In Linux and other UNIX-like OSs, a small family of system calls is responsible for loading and executing programs, which is collectively referred to as exec. However, there isn’t actually a function named exec. Instead, there are variants for different combinations of arguments. The one we’ll be using is called execve, and it has the following signature:
| def execve(filename:CString, args:Ptr[CString], env:Ptr[CString]):Int |
execve takes all of its arguments as strings or arrays of strings. The first, path, is a string containing the relative path to the executable. The second, argv, short for argument vector, is a Ptr[CString], which is actually an array of strings containing the arguments to the executable as 0-terminated strings. The third, envp, short for environment pointer, is also a Ptr[CString], again pointing to an array of 0-terminated strings; however, in this case, each of the strings is of the form key=value. These strings conceptually form a Map[String, String], called the environment, which is typically used for passing named parameters and configuration to the program.

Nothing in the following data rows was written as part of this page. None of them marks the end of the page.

Issue #251, opened 2026-09-02
The cook: load trusted data from tools — Go cooker, C++ Open, C# Open (was 'wire v2')


gafferongames:
From the tables language review, 2026-09-02. Owner accepted the recommendation to decide this BEFORE the nine-language port ("Rest seems fine").

**Three follow-ons in §15 are one problem.** Wire v1 nests a pointee as its parent's body (§3.1), so: a chain of N nodes is N levels deep and a list of 129 nodes fails to SAVE; two pointers to one node write two bodies and load as two nodes (aliasing lost); `[..N]*Node` is refused, workaround being a by-value array behind a pointer.

**The design to write first, then build.** A pointered root writes a NODE TABLE: every reachable node body once, in pre-order, each length-prefixed; a pointer field rides as a u32 node index (0 = null, so absence and null agree with v1's elision rule). Depth is no longer nesting, so the cap is gone from the wire (the pack/Open walks keep their linear high-water-mark proof, and the LOAD walk needs its own bound: a visited-index guard or an index-monotonic rule, decided in the spec). Identity is preserved: one index, one node. An array of pointers is an array of u32. Value-only tables and by-value nesting are UNCHANGED (zero-cost gate holds byte-for-byte). Tolerance: an old-layout reader meeting a node table it cannot name skips by length and counts unknown; state what evolution between a by-value field and a pointer field means under v2 (v1 promised wire-identical; v2 must either keep that or say plainly it does not).

**Order of work.** 1) SPEC-TABLES.md §3.1 rewritten as the v2 wire, implementable from the page, with the load-walk bound proven on the page; 2) a cold adversarial read of the spec text BEFORE code; 3) cpptable emitter; 4) corpus: 200+ node chain, a DAG that round-trips as a DAG, `[..N]*Node`; 5) negative controls for each of the three properties. The §15 list loses three entries.

Blocked behind schema#A/#B landing (same wire section). Gate item for schema#248.

gafferongames:
Spec-first PR is up as a draft: #264. Five owner decisions in its body (region node directory + back-references; 2-byte type id per node; cycles writer-side only; by-value↔pointer no longer wire-identical; table-typed union arm form). Awaiting Glenn.

gafferongames:
[...]

Issue #259, opened 2026-09-02
The byte buffer primitive: `data *bytes` — an exact-size blob node in the variable class, so images and assets live inside a table at their own size


gafferongames:
Owner ruling, 2026-09-02 (Glenn, live): "yes, I like byte buffer as primitive", on: "So we can include say, images or assets inside them."

**Why.** `bytes(N)` is fixed inline storage of N per instance; in a gigabyte variable table a blob field that repeats per node costs N per node whether used or not, because the region packs storage verbatim. Owner's framing: "the key with variable tables is imagine they could be very large, like a gigabyte. you'd not in that case want to blow out memory with extra union tables you don't need and so on."

**The primitive.** `data *bytes` — a pointer to an UNBOUNDED byte buffer, legal only in a table body (the variable class, §2.1's rules: no default, no arrays of them in v1). Storage: the four-byte relocatable reference plus a u32 length beside it. Arena: `builder.AllocBytes( n )` returns the node at exactly n bytes. Region: packed at its used length, self-relative like every reference (§6.3). Wire: a bytes payload with a u32 length — the framing §3 already has — so any reader skips it by length; null is absent. Cooked: `Open`'s walk bounds the blob by its length as it bounds every node; a pointer into a mapped file IS the asset, no copy, no parse. `*string` is the sibling with the same shape (Rowan's addition, labelled): a string node at its used length.

**What schema does not do.** Interpret the blob: a format tag beside it is the user's field. **Tolerant wire loads copy the blob** (a gigabyte on the wire path is a gigabyte read); the cooked path is the zero-copy one — both sentences in the docs.

**Consequence for the message/lazy case (owner's "OOOOO"):** a sub-document or a rarely needed union arm can ride as its own wire bytes in a blob and be decoded only when asked, keeping a gigabyte file's memory proportional to what is touched. Documented as a pattern, not a construct.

These arrays can be a bit tricky to construct, especially from an idiomatic Scala Seq[String], so let’s write a utility function to help us out. Two tricky parts can trip us up: one catch is that the the resulting array needs to have space for one more pointer than the number of strings in the Seq, which we’ll fill with a null pointer; that’s how execve will know it’s the end of the array. The other detail is that the first item in the array needs to be the path to the executable, again. But as long as we keep those constraints in mind, it won’t be too hard:
| def makeStringArray(args:Seq[String]):Ptr[CString] = { |
| val pid = unistd.getpid() |
| val size = sizeof[Ptr[CString]] * args.size + 1 |
| val dest_array = stdlib.malloc(size).asInstanceOf[Ptr[CString]] |
| val count = args.size |
| Zone { implicit z => |
| for ( (arg,i) <- args.zipWithIndex) { |
| val string_ptr = toCString(arg) |
| val string_len = string.strlen(string_ptr) |
| val dest_str = stdlib.malloc(string_len + 1).asInstanceOf[Ptr[Byte]] |
| string.strncpy(dest_str, string_ptr, arg.size + 1) |
| dest_str(string_len) = 0 |
| dest_array(i) = dest_str |
| () |
| } |
| () |
| } |
| dest_array(count) = null |
| for (j <- (0 to count)) { |
| } |
| dest_array |
| } |
With that taken care of, we can wrap it in a more idiomatic Scala Native style by accepting the arguments and environment as a Seq and a Map, respectively. Then we just need to be sure to format the environment variables like KEY=VALUE, and we’re good:
| def runCommand(args:Seq[String], env:Map[String,String] = Map.empty):Int = { |
| if (args.size == 0) { |
| throw new Exception("bad arguments of length 0") |
| } |
| Zone { implicit z => |
| val fname = toCString(args.head) |
| val arg_array = makeStringArray(args) |
| val env_strings = env.map { case (k,v) => s"$k=$v" } |
| val env_array = makeStringArray(env_strings.toSeq) |
| |
| val r = execve(fname, arg_array, env_array) |
| if (r != 0) { |
| val err = errno.errno |
| stdio.printf(c"error: %d %d\n", err, string.strerror(err) ) |
| throw new Exception(s"bad execve: returned $r") |
| } |
| } |
| ??? // This will never be reached. |
| } |
A catch, though, is one you’ll see if we write a simple program to try it out. We’ll simply run the ls command with no arguments:
| def main(args:Array[String]):Unit = { |
| println("about to exec") |
| runCommand(Seq("/bin/ls", "-l", ".")) |
| println("exec returned, we're done!") |
| } |
If we run this program, we see the following:
| $ ./target/scala-2.11/badexec-out |
| about to exec |
| total 16 |
| -rw-r--r-- 1 rwhaling staff 2623 Jan 20 10:44 bad_exec.scala |
| -rw-r--r-- 1 rwhaling staff 156 Jan 20 10:09 build.sbt |
| drwxr-xr-x 6 rwhaling staff 192 Jan 20 10:30 project |
| drwxr-xr-x 5 rwhaling staff 160 Jan 20 10:36 target |
Our program appears to successfully run the ls command, but the final println, exec returned, we’re done!", never appeared.
What could have gone wrong? The answer is a subtlety of the exec functions, and it’s best to reproduce the note from the manual in full:
“execve() does not return on success, and the text, initialized data, uninitialized data (bss), and stack of the calling process are over‐written according to the contents of the newly loaded program.”
What this means is that if execve executes successfully, the state of our program is completely obliterated and replaced with the new program. execve never returns, because once the new program begins running, there’s nowhere for it to return to. Our calling program is gone.